Diminishing toxicity of pollutants is not always guaranteed by degradation procedures; even there are reports on an increase in toxicity of pollutants after degradation98,99. In order to examine the efficiency of the synthesized HNFs, the toxicity of moxifloxacin and its metabolites against four bacterial strains was evaluated. As shown in Table S3, the toxicity of the degradation products was effectively decreased after treatment with laccase@Co3(PO4)2•HNFs. Treatment of moxifloxacin with the constructed HNFs reduced the GI% for P. aeruginosa by 67%. GI reduction (%) for S. aureus, S. epidermidis, and E. coli was 24.6%, 48.7%, and 12%, respectively. Some of the FQs degradation products exhibited antimicrobial activity. Due to the enhancement of DNA gyrase activity by fluorine, the defluorination of moxifloxacin significantly reduced its biological activity. Also, most of the identified degradation products possess lower hydrophobicity, which may limit their diffusion through the cell membrane97,100,101.
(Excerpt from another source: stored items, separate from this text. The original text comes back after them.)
PR #6602, opened 2025-08-03
Only have VSCode autoformat the frontend

nabramow:
Sorry @aapeliv I didn't mean to enforce autosave formatting on the backend as well ;-).

This should make the auto-format only affect the frontend file types.

I noticed this as it was auto-formatting the mjml files weirdly in another branch.


.vscode/settings.json
```diff
@@ -8,40 +8,49 @@
   "files.insertFinalNewline": true,
   "[python]": {
     "editor.tabSize": 4,
-    "editor.rulers": [120]
```
nabramow, line 11: It looks like I added this in a previous PR. I didn't want to change around anything for python so just removing it again.

.vscode/settings.json
```diff
@@ -8,40 +8,49 @@
...
+  "editor.formatOnSave": false,
   "editor.codeActionsOnSave": {
     "source.fixAll.eslint": "explicit",
     "source.formatDocument": "explicit"
   },
   "editor.defaultFormatter": "esbenp.prettier-vscode",
   "[typescript]": {
-    "editor.defaultFormatter": "esbenp.prettier-vscode"
+    "editor.defaultFormatter": "esbenp.prettier-vscode",
+    "editor.formatOnSave": true
```
nabramow, line 25: Moving it out of the global settings and into each file type.

nabramow:
Throwing you on here as a reviewer as well @fbalda in case you have a better way of doing it. Goal is to keep auto-format for the frontend without causing chaos in the backend files (it wasn't doing it correctly for some files there).

.vscode/settings.json
aapeliv: I added it (your PR reformatted it), please keep it in!

aapeliv (changes requested):

fbalda:
> Throwing you on here as a reviewer as well @fbalda in case you have a better way of doing it. Goal is to keep auto-format for the frontend without causing chaos in the backend files (it wasn't doing it correctly for some files there).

This study reported a facile approach for the instant synthesis of HNFs termed the "concentrated method". Contrary to previously-reported synthesis procedures, high concentrations of phosphate and cobalt ions were incorporated for the synthesis of HNFs. The formation of primary nucleation sites (protein-inorganic nanocrystals) and their anisotropic growth were the main steps involved in the synthesis of HNFs by this method. Rapid fabrication of HNFs was achieved by increasing the number of primary nanocrystals, which improved their collision rate and accelerated the growth of HNFs. Therefore, the synthesis of laccase@Co3(PO4)2•HNFs did not involve prolonged incubation times (12–72 h) and harsh conditions such as ultrasonication and vortexing. Catalytic efficiency, kinetic parameters, and stability of laccase were enhanced after the enzyme immobilization into HNFs. However, the immobilization yield was not very high (65.3%) compared to the previous published works, this may reduce the cost-effectiveness of the immobilization method. Based on CD and fluorimetry spectra, higher α-helix content of laccase@Co3(PO4)2•HNFs than the free enzyme is responsible for the enhanced stability of the constructed HNFs. The ability of the immobilized laccase to remove moxifloxacin was firstly presented through this study. The antibiotic was removed by both adsorption and biodegradation mechanisms, and the toxicity of degradation products against two G+ and two G bacteria was lower than the parent fluoroquinolone. However, the toxicity of the degradation products against S. aureus (18.5%) and E. coli (8.8%) was minorly reduced. The described method for the synthesis of laccase@Co3(PO4)2•HNFs could be used for the synthesis of a wide range of HNFs using various organic and inorganic components. Exploring the formation of laccase-based HNFs with different metals will shed light on the interaction of laccase with solid-state metal phosphates. Also, the present knowledge of the formation mechanism of HNFs is currently limited and further studies are needed for exploring new methods for the synthesis of laccase-based HNFs.